In a study by Yao et al. [45] it was highlighted that there is impact of surface treatments on the color stability of digitally fabricated interim FDPs. The findings revealed that applying a nano-filled light polymerizing protective agent significantly reduces color change in milled restorations during service. For additively manufactured restorations, both surface polishing and protective coating application were found to effectively minimize color changes.

Surface roughness is another critical consideration. Interim FDPs fabricated using additive techniques exhibit the highest surface roughness, followed by those manufactured using the conventional direct technique, with subtractive technique producing the smoothest surfaces [3,25,28]. Surface finish is further influenced by the filler content and particle size in the resin. Gantz et al. [41] observed that only materials with nano-sized fillers achieve the smoothest surfaces both before and after polishing.

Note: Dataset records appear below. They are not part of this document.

PR #2635, opened 2023-05-02
[V2] Migrate places in API and consolidate /v2/node service functions

shifucun:


server/lib/fetch.py
```diff
@@ -310,10 +312,25 @@ def triples(nodes, out=True):
...
     for prop, val in arcs.get('arcs', {}).items():
       result[node][prop] = val.get('nodes', [])
-  return result
\ No newline at end of file
+  return result
+
+
+def descendent_places(nodes, descendent_type):
+  return property_values(nodes,
+                         'containedInPlace+',
```
chejennifer, line 326: wonder if it would be better to handle the "+" in the property_values function instead so that the caller just has to pass the proper properties and constraints without needing to know how to build the query string? Same with raw_property_values

chejennifer (commented):
nice!

server/routes/shared_api/place.py
```diff
@@ -610,35 +609,29 @@ def api_display_name():
...
 
-@bp.route('/places-in-names')
+@bp.route('/descendent/name')
 @cache.cached(timeout=3600 * 24, query_string=True)  # Cache for one day.
-def get_places_in_names():
+def descendent_names():
   """Gets names of places of a certain type contained in a place.
 
   Returns:
       Dicts keyed by child place DCIDs with their names as values.
```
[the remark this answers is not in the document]
shifucun: Done

server/lib/fetch.py
shifucun: + is part of the composite property. If making it an argument of property_values(), the caller would still need to set it.

This is the reason to have this wrapper function descendent_places(), and all actual callers should just call this function, and would never need to know about "+"

chejennifer: by handle it in property_values, I meant property_values would still take the same arguments but add a "+" if there are constraints (because from what I understand, we add a "+" if there are constraints?)

shifucun: In the V2 syntax, "+" is like regex, meaning 1 or more chained prop, so in this case it is:
<-conainedInPlace<-conainedInPlace<-...<-containedInPlace.

The constraints {p:v} is independent from that.. meaning any node in the chain that meets the pv constraints.

chejennifer: ohh I see, ok, that makes sense!

chejennifer (approved):

PR #2636, opened 2023-05-02
Add a tool to diff SV index

pradh:
Please see details in the README.md

Example: https://shanth-dc-test.tiiny.site/

And to confirm basic test sanity, running with the same version as both base and test gives no diffs.


tools/nl/svindex_differ/differ.py
```diff
@@ -0,0 +1,106 @@
...
+  with open(query_file) as f:
+    for row in csv.reader(f):
+      if not row:
+        continue
+      query = row[0].strip()
+      if not query or query.startswith('#') or query.startswith('//'):
+        continue
+      assert ';' not in query, 'Multiple query not yet supported'
+      base_result = _prune(base.detect_svs(query))
+      test_result = _prune(test.detect_svs(query))
```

Along with micro-roughness, porosity and fungal adherence also play a significant role in the performance of interim FDPs regarding pink aesthetics and gingival health as plaque retention can further affect soft tissue health in patients with underlying periodontal conditions and bad oral hygiene. Ribeiro et al. [46] found that milled restorations exhibit the lowest porosity and fungal adherence, followed by 3D-printed restorations, while conventional materials especially composite resin materials have the highest porosity and susceptibility to fungal adherence. Additionally, Radwan et al. [47] concluded that 3D-printed interim restorations are unsuitable for extended use due to persistent issues with surface roughness and staining.

3.3. Fracture Strength

Limited data exists on the fracture resistance of interim fixed dental prostheses (FDPs), particularly long-span interim prostheses. Milled interim crowns demonstrate higher fracture resistance compared to 3D-printed crowns. Consequently, Alsarani et al. [48] recommend avoiding the use of 3D-printed interim crowns with occlusal thicknesses under 1 mm. Efforts to improve the fracture resistance of 3D-printed restorations, such as incorporating micro-fillers like zirconia glass and glass silica, were unsuccessful. Instead, these fillers increased surface roughness, which compromised the aesthetics of the crowns, as noted by Alshamarani et al. [49]. Studies comparing the fracture resistance of interim crowns fabricated manually, by milling, and through 3D printing consistently found that milled crowns outperformed 3D-printed crowns, with both surpassing manually fabricated crowns in fracture resistance [8,50]. However, Abdullah et al. [51] highlighted that not all milled interim materials are superior to direct materials in terms of fracture resistance.

Three-unit interim FDPs produced using additive and subtractive techniques have also been evaluated. Abad-Coronel et al. [52] reported that milled three-unit bridges exhibited higher fracture resistance. Contrarily, Falahchai et al. [53] found that 3D-printed three-unit interim bridges achieved the highest fracture resistance values, which were statistically significant compared to those produced using direct and indirect techniques.